## [Provided data]
PR #65609, opened 2019-10-19
Implement PartialOrd<&B> for &mut A

Duddino:
Fixes #65589

PR #48597, opened 2018-02-28
Add Iterator::collect_into

CodeSandwich:
This is PR for adding `Iterator::extend` and `Iterator::extend_mut` as discussed in [RFC issue 2339](https://github.com/rust-lang/rfcs/issues/2339). It was advised to bypass RFC and just implement it.

PR #87328, opened 2021-07-21
Implement `PartialOrd<&B>` for `&mut A`

### LINKED ISSUE #65589: You can't compare &mut i32 with &i32, but you can compare &i32 with &mut i32
https://play.rust-lang.org/?version=nightly&mode=debug&edition=2018&gist=11d3a2fe6f9ec8544d3f64917b99f913

inquisitivecrystal:
Due to an apparent oversight, the impl `PartialOrd<&B> for &mut A` did not previously exist. This leads to some very weird asymmetry. To quote #65589, "you can't compare &mut i32 with &i32, but you can compare &i32 with &mut i32". This PR adds the missing impl.

This is essentially copied from Duddino's work in #65609.

Fixes #65589.

### DIFF
--- a/library/core/src/cmp.rs
+++ b/library/core/src/cmp.rs
@@ -1478,6 +1478,32 @@ mod impls {
             PartialOrd::ge(*self, *other)
         }
     }
+    #[stable(feature = "partial_ord_mut_ref", since = "1.55.0")]
+    impl<A: ?Sized, B: ?Sized> PartialOrd<&B> for &mut A
+    where
+        A: PartialOrd<B>,
+    {
+        #[inline]
+        fn partial_cmp(&self, other: &&B) -> Option<Ordering> {
+            PartialOrd::partial_cmp(*self, *other)
+        }
+        #[inline]
+        fn lt(&self, other: &&B) -> bool {
+            PartialOrd::lt(*self, *other)
+        }
+        #[inline]
+        fn le(&self, other: &&B) -> bool {
+            PartialOrd::le(*self, *other)
+        }
+        #[inline]
+        fn ge(&self, other: &&B) -> bool {
+            PartialOrd::ge(*self, *other)
+        }
+        #[inline]
+        fn gt(&self, other: &&B) -> bool {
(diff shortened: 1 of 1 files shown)


scottmcm:
> you can't compare &mut i32 with &i32, but you can compare &i32 with &mut i32

Hmm, but there's no `impl PartialOrd<&mut B> for &A` either.

If this were going to be added, then I'd expect both impls to be added.  But I'm not sure it's legal to add this, because references are fundamental.  (See how `impl Extend for &mut E` couldn't be added https://github.com/rust-lang/rust/pull/48597#discussion_r172677521.)

But this is an insta-stable impl, so I'll delegate this over to libs-api
r? libs

inquisitivecrystal:
> Hmm, but there's no `impl PartialOrd<&mut B> for &A` either.

I tried to add it, but it wouldn't build. I presumed, without much thinking about it, that that was broken in some way this wasn't. Silly of me, I guess. ;)

These continual trait problems are *really* frustrating from a stability without stagnation perspective. Not like I know how to fix them though.

scottmcm:
I guess one way works because of coercions but the other doesn't.

Hypothesis: if the LHS is a `&` and the RHS a `&mut`, the solver picks the `&` impl, and then the RHS reborrows.  But if the LHS is a `&mut` then it can't fix the RHS.

(AKA the classic "inference and coercions don't mix" kind of problem.)

inquisitivecrystal:
> I guess one way works because of coercions but the other doesn't.
> 
> Hypothesis: if the LHS is a `&` and the RHS a `&mut`, the solver picks the `&` impl, and then the RHS reborrows. But if the LHS is a `&mut` then it can't fix the RHS.
> 
> (AKA the classic "inference and coercions don't mix" kind of problem.)


Hmmm. If that's the problem, maybe the real solution is to tweak the coercion rules somehow. I don't understand them nearly well enough to figure out whether that's viable though.

inquisitivecrystal:
I'm going to close this. I think we need to do something about this, but this PR is probably too backwards incompatible to actually be worth merging.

## [What is needed]
Wherever the string "opened" appears in the listing above, show the whole line.

## [Task output]
PR #65609, opened 2019-10-19
PR #48597, opened 2018-02-28
PR #87328, opened 2021-07-21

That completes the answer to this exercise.